- _Instructions to follow_
Could you set down every record below exactly as it appears?

- _Materials provided_
PR #840, opened 2022-10-28
Update Ontology files

anatheka:
Fix in ontology:
- [x] VirtualMachine has list of BlockStorages
- [x] Compute has a list of NetworkInterfaces
- [x] LoggingService has multiple Storage
- [x] Delete Metric
- [x] Delete RiskImpact
- [x] Delete RequirementCatalog
- [x] Delete Requirement


anatheka:
I would say we ignore the DeepSource issue, what do you think?

service/discovery/azure/compute.go
```diff
@@ -154,7 +154,7 @@ func (*azureComputeDiscovery) handleFunction(function *armappservice.Site) voc.I
 				},
 				Labels: labels(function.Tags),
 			},
-			NetworkInterface: []voc.ResourceID{},
+			NetworkInterfaces: []voc.ResourceID{},
```
oxisto, line 157: Do we have to adjust any Rego rules? I think the related-resources stuff is not yet merged in, so we definitely need to keep this in mind once we do.

service/discovery/azure/compute.go
```diff
@@ -221,9 +221,9 @@ func (*azureComputeDiscovery) handleVirtualMachines(vm *armcompute.VirtualMachin
 				},
 				Labels: labels(vm.Tags),
 			},
-			NetworkInterface: []voc.ResourceID{},
+			NetworkInterfaces: []voc.ResourceID{},
 		},
-		BlockStorage:      []voc.ResourceID{},
+		BlockStorages:     []voc.ResourceID{},
```
oxisto, line 226: what comes to my mind though, is that actually the word `storage` has no plural form as far as I know. Should we just stick with `BlockStorage` + array? Might affect other properties as well but might be better comprehensible.

voc/access_restriction.go
```diff
@@ -29,6 +31,6 @@ type AccessRestriction struct {
 	*Authorization
 }
 
-func (*AccessRestriction) Type() string {
+func (a *AccessRestriction) Type() string {
```
oxisto, line 34: If it is not too much work I would prefer leaving the receiver our in the Type() functions. I think we cannot ignore deep source issues just for specific files and I think the way without receiver is actually cleaner.

voc/anomaly_detection.go
```diff
@@ -25,8 +27,10 @@
 
 package voc
 
+// AnomalyDetection analyzes the activity of a NetworkService (which includes DatabaseServices)
 type AnomalyDetection struct {
 	*Auditing
-	ApplicationLogging *ApplicationLogging `json:"applicationLogging"`
-	Enabled            bool                `json:"enabled"`
+	ApplicationLogging	*ApplicationLogging 	`json:"applicationLogging"`
```
oxisto, line 33: we should probably run `go fmt` on these files after generating them? Otherwise its hard to see the actual changes in the structs.

voc/application.go
```diff
@@ -25,9 +27,12 @@
 
 package voc
 
+// Application This encapsulates the whole (source) code of an application.
```
oxisto, line 30: maybe a "hack" to have slightly better auto-documented structs. Can we have something like `$entity is an entity in our Cloud ontology. $description_sentence`? Otherwise we could have some kind of convention that we should have `$Entity is...` descriptions in the ontology, but we will probably break it at some point.

voc/automatic_updates.go
```diff
@@ -27,9 +29,12 @@ package voc
...
 
+// AutomaticUpdates This feature is, e.g., available on some VM services to automatically update their software. It ensures that a resource is protected from tampering with its state.
 type AutomaticUpdates struct {
 	*Integrity
-	Enabled      bool          `json:"enabled"`
-	Interval     time.Duration `json:"interval"`
-	SecurityOnly bool          `json:"securityOnly"`
+	Enabled	bool	`json:"enabled"`
+	SecurityOnly	bool	`json:"securityOnly"`
+	// The interval refers to the update interval in days.
```
oxisto, line 37: woah nice! How did you do that now?

voc/logging_service.go
```diff
@@ -25,7 +27,9 @@
 
 package voc
 
+// LoggingService A logging-as-a-service offering, e.g. for analyzing logs; has a Storage resource that stores the logs
 type LoggingService struct {
 	*NetworkService
-	Storage []ResourceID `json:"storage"`
+	Storage	ResourceID	`json:"storage"`
```
oxisto, line 33: Do we intentionally want only a single storage object here? Maybe also keep the array but the "storage" name?

voc/metric.go
```diff
@@ -25,9 +27,8 @@
 
 package voc
 
-type LogOutput struct {
-	*Functionality
-	Logging []ResourceID `json:"logging"`
-	Call    string       `json:"call"`
-	Value   string       `json:"value"`
+type Metric struct {
```
oxisto, line 30: I think this was actually a left over from a MEDINA experiment and can be deleted.

voc/requirement.go
```diff
@@ -25,6 +27,8 @@
 
 package voc
 
-type OSLog struct {
-	*Log
+type Requirement struct {
```
oxisto, line 30: can also be deleted

voc/requirement_catalog.go
```diff
@@ -0,0 +1,34 @@
...
+// $$ /      $$ |$$ /  $$ |$$ |  $$ |$$ /  $$ |$$ |  $$ |    $$ /  $$ |$$ | \__|
+// $$ |      $$ |$$ |  $$ |$$ |  $$ |$$ |  $$ |$$ |  $$ |$$\ $$ |  $$ |$$ |
+// \$$$$$$\  $$ |\$$$$$   |\$$$$$   |\$$$$$$  |$$ |  \$$$   |\$$$$$   |$$ |
+//  \_______|\__| \______/  \______/  \_______|\__|   \____/  \______/ \__|
+//
+// This file is part of Clouditor Community Edition.
+
+package voc
+
+type RequirementCatalog struct {
```
oxisto, line 30: delete

voc/risk_impact.go
```diff
@@ -26,5 +28,7 @@
 package voc
 
 type RiskImpact struct {
```
oxisto, line 30: delete

service/discovery/azure/compute.go
anatheka: Yes, that's true. You mean we call that "BlockStorageArray". Then I would adjust that in general.

voc/access_restriction.go
anatheka: True, this is the simplest solution :+1:  That's easy to change.

voc/anomaly_detection.go
anatheka: I forgot that.  It would be cool if you could do this directly in the owl2java code, but I don't know how.

voc/application.go
anatheka: Very good idea.

voc/logging_service.go
anatheka: Than we have to change that in the Ontology.

service/discovery/azure/compute.go
oxisto: No I meant the name `BlockStorage` and array as data type

voc/logging_service.go
oxisto: Yes, ontology change. I think its reasonable to assume that a logging service has multiple locations where things are stored.

voc/requirement.go
anatheka: I deleted the Requirement in the Ontology.

voc/metric.go
anatheka: I deleted the Metric in the Ontology.

voc/requirement_catalog.go
anatheka: I deleted the RequirementCatalog in the Ontology.

voc/risk_impact.go
anatheka: I delete the RiskImpact in the Ontology.

service/discovery/azure/compute.go
anatheka: What should I do with that. We also could do it in singular. I can live well with both :woman_shrugging:

service/discovery/azure/compute.go
anatheka: For now I changed it as follows: Strings that contain the word "storage" (case insensitive) aren't converted to plural. We should decide the comment above about the plural or singular version.

voc/automatic_updates.go
anatheka: That was a cramp and not easy at all at this confused format. 

How I did that? I have absolutely no idea. But now it works :)

service/discovery/azure/compute.go
oxisto: I think in general it should be plural, the only issue is that `storage` has no plural :)

anatheka:
Ready for the next review!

- _Your response_
PR #840, opened 2022-10-28
Update Ontology files

anatheka:
Fix in ontology:
- [x] VirtualMachine has list of BlockStorages
- [x] Compute has a list of NetworkInterfaces
- [x] LoggingService has multiple Storage
- [x] Delete Metric
- [x] Delete RiskImpact
- [x] Delete RequirementCatalog
- [x] Delete Requirement


anatheka:
I would say we ignore the DeepSource issue, what do you think?

service/discovery/azure/compute.go
```diff
@@ -154,7 +154,7 @@ func (*azureComputeDiscovery) handleFunction(function *armappservice.Site) voc.I
 				},
 				Labels: labels(function.Tags),
 			},
-			NetworkInterface: []voc.ResourceID{},
+			NetworkInterfaces: []voc.ResourceID{},
```
oxisto, line 157: Do we have to adjust any Rego rules? I think the related-resources stuff is not yet merged in, so we definitely need to keep this in mind once we do.

service/discovery/azure/compute.go
```diff
@@ -221,9 +221,9 @@ func (*azureComputeDiscovery) handleVirtualMachines(vm *armcompute.VirtualMachin
 				},
 				Labels: labels(vm.Tags),
 			},
-			NetworkInterface: []voc.ResourceID{},
+			NetworkInterfaces: []voc.ResourceID{},
 		},
-		BlockStorage:      []voc.ResourceID{},
+		BlockStorages:     []voc.ResourceID{},
```
oxisto, line 226: what comes to my mind though, is that actually the word `storage` has no plural form as far as I know. Should we just stick with `BlockStorage` + array? Might affect other properties as well but might be better comprehensible.

voc/access_restriction.go
```diff
@@ -29,6 +31,6 @@ type AccessRestriction struct {
 	*Authorization
 }
 
-func (*AccessRestriction) Type() string {
+func (a *AccessRestriction) Type() string {
```
oxisto, line 34: If it is not too much work I would prefer leaving the receiver our in the Type() functions. I think we cannot ignore deep source issues just for specific files and I think the way without receiver is actually cleaner.

voc/anomaly_detection.go
```diff
@@ -25,8 +27,10 @@
 
 package voc
 
+// AnomalyDetection analyzes the activity of a NetworkService (which includes DatabaseServices)
 type AnomalyDetection struct {
 	*Auditing
-	ApplicationLogging *ApplicationLogging `json:"applicationLogging"`
-	Enabled            bool                `json:"enabled"`
+	ApplicationLogging	*ApplicationLogging 	`json:"applicationLogging"`
```
oxisto, line 33: we should probably run `go fmt` on these files after generating them? Otherwise its hard to see the actual changes in the structs.

voc/application.go
```diff
@@ -25,9 +27,12 @@
 
 package voc
 
+// Application This encapsulates the whole (source) code of an application.
```
oxisto, line 30: maybe a "hack" to have slightly better auto-documented structs. Can we have something like `$entity is an entity in our Cloud ontology. $description_sentence`? Otherwise we could have some kind of convention that we should have `$Entity is...` descriptions in the ontology, but we will probably break it at some point.

voc/automatic_updates.go
```diff
@@ -27,9 +29,12 @@ package voc
...
 
+// AutomaticUpdates This feature is, e.g., available on some VM services to automatically update their software. It ensures that a resource is protected from tampering with its state.
 type AutomaticUpdates struct {
 	*Integrity
-	Enabled      bool          `json:"enabled"`
-	Interval     time.Duration `json:"interval"`
-	SecurityOnly bool          `json:"securityOnly"`
+	Enabled	bool	`json:"enabled"`
+	SecurityOnly	bool	`json:"securityOnly"`
+	// The interval refers to the update interval in days.
```
oxisto, line 37: woah nice! How did you do that now?

voc/logging_service.go
```diff
@@ -25,7 +27,9 @@
 
 package voc
 
+// LoggingService A logging-as-a-service offering, e.g. for analyzing logs; has a Storage resource that stores the logs
 type LoggingService struct {
 	*NetworkService
-	Storage []ResourceID `json:"storage"`
+	Storage	ResourceID	`json:"storage"`
```
oxisto, line 33: Do we intentionally want only a single storage object here? Maybe also keep the array but the "storage" name?

voc/metric.go
```diff
@@ -25,9 +27,8 @@
 
 package voc
 
-type LogOutput struct {
-	*Functionality
-	Logging []ResourceID `json:"logging"`
-	Call    string       `json:"call"`
-	Value   string       `json:"value"`
+type Metric struct {
```
oxisto, line 30: I think this was actually a left over from a MEDINA experiment and can be deleted.

voc/requirement.go
```diff
@@ -25,6 +27,8 @@
 
 package voc
 
-type OSLog struct {
-	*Log
+type Requirement struct {
```
oxisto, line 30: can also be deleted

voc/requirement_catalog.go
```diff
@@ -0,0 +1,34 @@
...
+// $$ /      $$ |$$ /  $$ |$$ |  $$ |$$ /  $$ |$$ |  $$ |    $$ /  $$ |$$ | \__|
+// $$ |      $$ |$$ |  $$ |$$ |  $$ |$$ |  $$ |$$ |  $$ |$$\ $$ |  $$ |$$ |
+// \$$$$$$\  $$ |\$$$$$   |\$$$$$   |\$$$$$$  |$$ |  \$$$   |\$$$$$   |$$ |
+//  \_______|\__| \______/  \______/  \_______|\__|   \____/  \______/ \__|
+//
+// This file is part of Clouditor Community Edition.
+
+package voc
+
+type RequirementCatalog struct {
```
oxisto, line 30: delete

voc/risk_impact.go
```diff
@@ -26,5 +28,7 @@
 package voc
 
 type RiskImpact struct {
```
oxisto, line 30: delete

service/discovery/azure/compute.go
anatheka: Yes, that's true. You mean we call that "BlockStorageArray". Then I would adjust that in general.

voc/access_restriction.go
anatheka: True, this is the simplest solution :+1:  That's easy to change.

voc/anomaly_detection.go
anatheka: I forgot that.  It would be cool if you could do this directly in the owl2java code, but I don't know how.

voc/application.go
anatheka: Very good idea.

voc/logging_service.go
anatheka: Than we have to change that in the Ontology.

service/discovery/azure/compute.go
oxisto: No I meant the name `BlockStorage` and array as data type

voc/logging_service.go
oxisto: Yes, ontology change. I think its reasonable to assume that a logging service has multiple locations where things are stored.

voc/requirement.go
anatheka: I deleted the Requirement in the Ontology.

voc/metric.go
anatheka: I deleted the Metric in the Ontology.

voc/requirement_catalog.go
anatheka: I deleted the RequirementCatalog in the Ontology.

voc/risk_impact.go
anatheka: I delete the RiskImpact in the Ontology.

service/discovery/azure/compute.go
anatheka: What should I do with that. We also could do it in singular. I can live well with both :woman_shrugging:

service/discovery/azure/compute.go
anatheka: For now I changed it as follows: Strings that contain the word "storage" (case insensitive) aren't converted to plural. We should decide the comment above about the plural or singular version.

voc/automatic_updates.go
anatheka: That was a cramp and not easy at all at this confused format. 

How I did that? I have absolutely no idea. But now it works :)

service/discovery/azure/compute.go
oxisto: I think in general it should be plural, the only issue is that `storage` has no plural :)

anatheka:
Ready for the next review!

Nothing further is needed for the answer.